Task goal
Copy out all of the data below with no alterations.

Data
BEGIN

PR #448, opened 2023-02-16
fix: replace sdk v2 unmarshaller

AlexStansfield:
From this discussion - https://github.com/sensedeep/dynamodb-onetable/discussions/445#discussioncomment-4987730

I've removed the use of the sdk v2 converter. As the stream records are the same structure no matter what sdk you use I've opted to use the v3 unmarshall method as there is already a hard dependency of the v3 library that contains the unmarshall method and it performs the same as the v2 version.

### DIFF
--- a/jest.config.js
+++ b/jest.config.js
@@ -17,7 +17,6 @@ module.exports = {
         '!**/helpers.[jt]s',
         '!**/schemas/*',
         '!**/proto.ts',
-        '!**/stream.ts',
     ],
     globalSetup: '<rootDir>/test/utils/setup.ts',
     globalTeardown: '<rootDir>/test/utils/teardown.ts',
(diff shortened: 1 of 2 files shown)


dev-embedthis:
Thanks for the quick turn around.

Question: won't that create a hard dep on @aws-sdk?

I.e. hard dep on the V3 sdk?

AlexStansfield:
> Thanks for the quick turn around.
> 
> Question: won't that create a hard dep on @aws-sdk?
> 
> I.e. hard dep on the V3 sdk?

Based on the package.json dependencies it looked like the hard dep already existed

Screenshot 2566-02-16 at 10 49 16

dev-embedthis:
You are right. Perhaps for the V2 folks, we've been pulling in via Dynamo.js the V3 SDK, but tree shaking eliminates it if not used.

So that looks fine. I'll merge.

Given AWS are not aggressively deprecating the V2 SDK, we'll make the library future versions at some point, V3 only.

dev-embedthis:
Thank you!

PR #451, opened 2023-02-26
Add 'start' as valid key in OneParams options

tqhoughton:
Spent a few hours trying to figure out what the option is that corresponds to the `ExclusiveStartKey` in regular dynamo, after searching for a bit I found [this blog post](https://www.sensedeep.com/blog/posts/2021/dynamodb-onetable-tour.html) that made me discover the `start` parameter.

Figured this would help out people who rely on the type definitions to know what is possible like I tend to do

### DIFF
--- a/src/Model.d.ts
+++ b/src/Model.d.ts
@@ -268,6 +268,7 @@ export type OneParams = {
     segments?: number
     select?: string
     set?: object
+    start?: object
     stats?: object
     substitutions?: object
     timestamps?: boolean


tqhoughton:
After further testing I don't think this actually defines the ExclusiveStartKey, my bad. I've tried `next` and `prev` but when I do so I get errors from the dynamodb marshaller that undefined values are being passed in to a map, set or list.

dev-embedthis:
Sorry, that blog post should be updated.

The params are next/prev.

If you are getting errors, please post them to discussions or issues and we'll investigate. A test case really helps.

END

Reply to the task
PR #448, opened 2023-02-16
fix: replace sdk v2 unmarshaller

AlexStansfield:
From this discussion - https://github.com/sensedeep/dynamodb-onetable/discussions/445#discussioncomment-4987730

I've removed the use of the sdk v2 converter. As the stream records are the same structure no matter what sdk you use I've opted to use the v3 unmarshall method as there is already a hard dependency of the v3 library that contains the unmarshall method and it performs the same as the v2 version.

### DIFF
--- a/jest.config.js
+++ b/jest.config.js
@@ -17,7 +17,6 @@ module.exports = {
         '!**/helpers.[jt]s',
         '!**/schemas/*',
         '!**/proto.ts',
-        '!**/stream.ts',
     ],
     globalSetup: '<rootDir>/test/utils/setup.ts',
     globalTeardown: '<rootDir>/test/utils/teardown.ts',
(diff shortened: 1 of 2 files shown)


dev-embedthis:
Thanks for the quick turn around.

Question: won't that create a hard dep on @aws-sdk?

I.e. hard dep on the V3 sdk?

AlexStansfield:
> Thanks for the quick turn around.
> 
> Question: won't that create a hard dep on @aws-sdk?
> 
> I.e. hard dep on the V3 sdk?

Based on the package.json dependencies it looked like the hard dep already existed

Screenshot 2566-02-16 at 10 49 16

dev-embedthis:
You are right. Perhaps for the V2 folks, we've been pulling in via Dynamo.js the V3 SDK, but tree shaking eliminates it if not used.

So that looks fine. I'll merge.

Given AWS are not aggressively deprecating the V2 SDK, we'll make the library future versions at some point, V3 only.

dev-embedthis:
Thank you!

PR #451, opened 2023-02-26
Add 'start' as valid key in OneParams options

tqhoughton:
Spent a few hours trying to figure out what the option is that corresponds to the `ExclusiveStartKey` in regular dynamo, after searching for a bit I found [this blog post](https://www.sensedeep.com/blog/posts/2021/dynamodb-onetable-tour.html) that made me discover the `start` parameter.

Figured this would help out people who rely on the type definitions to know what is possible like I tend to do

### DIFF
--- a/src/Model.d.ts
+++ b/src/Model.d.ts
@@ -268,6 +268,7 @@ export type OneParams = {
     segments?: number
     select?: string
     set?: object
+    start?: object
     stats?: object
     substitutions?: object
     timestamps?: boolean


tqhoughton:
After further testing I don't think this actually defines the ExclusiveStartKey, my bad. I've tried `next` and `prev` but when I do so I get errors from the dynamodb marshaller that undefined values are being passed in to a map, set or list.

dev-embedthis:
Sorry, that blog post should be updated.

The params are next/prev.

If you are getting errors, please post them to discussions or issues and we'll investigate. A test case really helps.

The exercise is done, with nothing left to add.